Thursday, January 7, 2010

The Beauty of the 30 Second Spot


One thing I have beaten to death is measurability and wastage in the Advertising Industry. And I have discussed the issue with Nielsen pumping inflated, deflated, or just plain inaccurate TV/Cable ratings due to a flawed system. And I will admit this is a topic of interest with clients, and I will tell them it is almost impossible to prove someone watched your 30 second commercial. Were they in the room? Were they using a laptop or mobile device curing the commercial? Even polling won't fix things. Yes the subject remembers your commercial. But you bought 6-8 spots during the football game. Did he watch all 6 of exactly the same commercial? So many unanswered questions that not only are almost impossible to solve, but they will remain impossible until people agree to electronic brain impulse monitoring in mass numbers in a way that the monitor can actually confirm you viewed and remembered the advertisement! Good luck!
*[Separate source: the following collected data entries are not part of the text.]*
PR #331, opened 2016-07-14
Bundlebuilder patches, including generating AppStream data files!

samdroid-apps:
Probably replaces https://github.com/hughsie/appstream-glib/pull/111

### DIFF
--- a/src/sugar3/activity/bundlebuilder.py
+++ b/src/sugar3/activity/bundlebuilder.py
@@ -461,7 +461,7 @@ class Installer(Packager):
             ET.SubElement(root, 'url', type='homepage').text = \
                 info.get('Activity', 'url')
         if info.has_option('Activity', 'repository_url'):
-            ET.SubElement(root, 'url', type='repository').text = \
+            ET.SubElement(root, 'url', type='bugtracker').text = \
                 info.get('Activity', 'repository_url')
 
         path = os.path.join(prefix, 'share', 'metainfo',
--- a/src/sugar3/activity/bundlebuilder.py
+++ b/src/sugar3/activity/bundlebuilder.py
@@ -1,4 +1,5 @@
 # Copyright (C) 2008 Red Hat, Inc.
+# Copyright (C) 2016 Sam Parkinson <sam@sam.today>
 #
 # This library is free software; you can redistribute it and/or
 # modify it under the terms of the GNU Lesser General Public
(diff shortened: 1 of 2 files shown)


davelab6:
Nice!

src/sugar3/activity/bundlebuilder.py
```diff
@@ -345,6 +411,61 @@ def _install_desktop_file(self, prefix, activity_path):
...
+            if not info.has_option('Activity', name):
+                print('[WARNING] Activity needs more metadata for AppStream '
+                      'file')
+                print('  Without an AppStream file, the activity will NOT '
+                      'show in software stores!')
+                print('  Please `pydoc sugar3.activity.bundlebuilder` for'
+                      'more info')
+                return
+
+        # See https://people.freedesktop.org/~hughsient/appdata/ for spec
```
ximion: Please don't use the old location, and rather the "new" spec:
https://www.freedesktop.org/software/appstream/docs/sect-Metadata-Application.html, which documents all valid tags excessively, or the quickstart guide: https://www.freedesktop.org/software/appstream/docs/chap-Quickstart.html#sect-Quickstart-DesktopApps

src/sugar3/activity/bundlebuilder.py
```diff
@@ -345,6 +411,61 @@ def _install_desktop_file(self, prefix, activity_path):
...
+                ET.SubElement(e, 'image').text = screenshot
+
+        if info.has_option('Activity', 'url'):
+            ET.SubElement(root, 'url', type='homepage').text = \
+                info.get('Activity', 'url')
+        if info.has_option('Activity', 'repository_url'):
+            ET.SubElement(root, 'url', type='repository').text = \
+                info.get('Activity', 'repository_url')
+
+        path = os.path.join(prefix, 'share', 'appdata',
```
ximion: Please don't use the legacy path if possible (should be "/usr/share/metainfo/") - use the legacy path only if you need backwards compatibility with old AppStream tooling.

samdroid-apps:
Thanks for the review @ximion!

src/sugar3/activity/bundlebuilder.py
```diff
@@ -345,6 +411,61 @@ def _install_desktop_file(self, prefix, activity_path):
...
+                e = ET.SubElement(ss_root, 'screenshot')
+                if i == 0:
+                    e.set('type', 'default')
+                ET.SubElement(e, 'image').text = screenshot
+
+        if info.has_option('Activity', 'url'):
+            ET.SubElement(root, 'url', type='homepage').text = \
+                info.get('Activity', 'url')
+        if info.has_option('Activity', 'repository_url'):
+            ET.SubElement(root, 'url', type='repository').text = \
```
ximion: A repository URL type does not exist...
But you might want to add one for the bugtracker.
See https://www.freedesktop.org/software/appstream/docs/chap-Metadata.html#tag-url for details on `<url/>`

But figuring out a realistic CPM can be solved relatively easily with an educated guess. And that CPM is higher than the rate published on purchase contracts for the TV/Cable air time. But I am a firm believer that the value of each viewer who truly watches your 30 second spot is probably higher than the realistic estimate. The internet and mobile have presaged the death of the TV Commercial but not medium is as perfect for telling your story, building brand image and personality, exposing consumers to new products, and engaging them for that period of time. Even if I went to a Brand's website I might click on 10 web pages in 30 secs of my choosing (vs choreographed by the Brand), and I might stay 5 seconds of 5 mins. Maybe I will leave the site up in a Browser Tab for 6 hours inflating the Time Spent metric for the website.

But with that 30 second spot you can make people laugh, tell a serious story, pimp your business or product in glowing terms, or major promotional announcements on your terms. And while I will be the first to say that after seeing an Ad once or twice the rest is wasted Ad Dollars spent, there really is not perfect way to fix the shot gun approach of buying slots all over the place to blanket the airwaves in hopes that if you watch TV/Cable at all, you are likely to see an Ad if you fall in the proper age demographic.